I am playing a dragonborn.  And Tharin'Di is very interested in other cultures and races.  He picked up an Elven basic language primer (think "My first ABCs!") and will be looking at it as the party rests or sits around the camp fire or whatever.  My question is, Is there a rule for how long this might last until Tharin'Di the Dragonborn Monk begins to understand the elven being spoken around him.  

To be clear, our group aren't such rules lawyers that Tharin'Di doesn't know what is going on around him.  I just would like to have a gauge.  

An initial search through the Rules Compendium didn't turn anything up.  Am I missing something in some hidden book at the bottom of my bookshelf?

Thanks all!  can't wait to hear what you guys come up with!


----------



## Unwise (Feb 2, 2012)

As far as I know you can only learn languages by spending a feat. Linguist gives you three languages of your choice. I am not aware of any way of getting languages for free or through RPing.


----------



## SensoryThought (Feb 2, 2012)

As someone who uses the character builder, the incapacity to add new languages is frustrating as is the lack of rules on how you do this. 

As previously mentioned, The linguist feat gives you 3 extra languages.
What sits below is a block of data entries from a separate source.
PR #16726, opened 2018-06-08
move `isDestroyed` check from `getPath` to `get`

bekzod:
make consistent `get` with `set` so it warns (maybe make it `assert` later) when used on destroyed object, I think it will help to discover hidden bugs

### DIFF
--- a/packages/@ember/-internals/metal/lib/property_get.ts
+++ b/packages/@ember/-internals/metal/lib/property_get.ts
@@ -2,9 +2,9 @@
 @module @ember/object
 */
 import { descriptorFor } from '@ember/-internals/meta';
-import { HAS_NATIVE_PROXY, symbol } from '@ember/-internals/utils';
+import { HAS_NATIVE_PROXY, symbol, toString } from '@ember/-internals/utils';
 import { EMBER_METAL_TRACKED_PROPERTIES } from '@ember/canary-features';
-import { assert } from '@ember/debug';
+import { assert, warn } from '@ember/debug';
 import { DEBUG } from '@glimmer/env';
 import { isPath } from './path_cache';
 import { tagForProperty } from './tags';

Note also that the scholar theme gives you extra languages as you level up. If you are in Eberron you can take the mark of Sivis feat too for extra languages. 

Personally, I'd let him write it on his character sheet if he wants to learn it and had someone to teach him.


----------



## Magus of the Lotus (Feb 4, 2012)

I had a similar situation in my party, our Rogue learned Goblin from the Goblin in the group. I felt it was kind of ridiculous to not have rules for learning languages, so I just made it a simple skill check for the two: The Goblin rolled INT vs. the Rogue's Will, to represent him teaching, and the Rogue rolled against a Moderate DC using intelligence to see if the lesson stuck. I figured it doesn't make sense for a person to learn a language in one night so I had them do it once whenever they took an extended rest. I don't exactly remember, but I think I made it so that after the first five lessons the Rogue could speak Goblin but not read it, and then after five more she could read, write and speak Goblin. This was roughly two weeks in-game time.

Also, on a side note, first post!


----------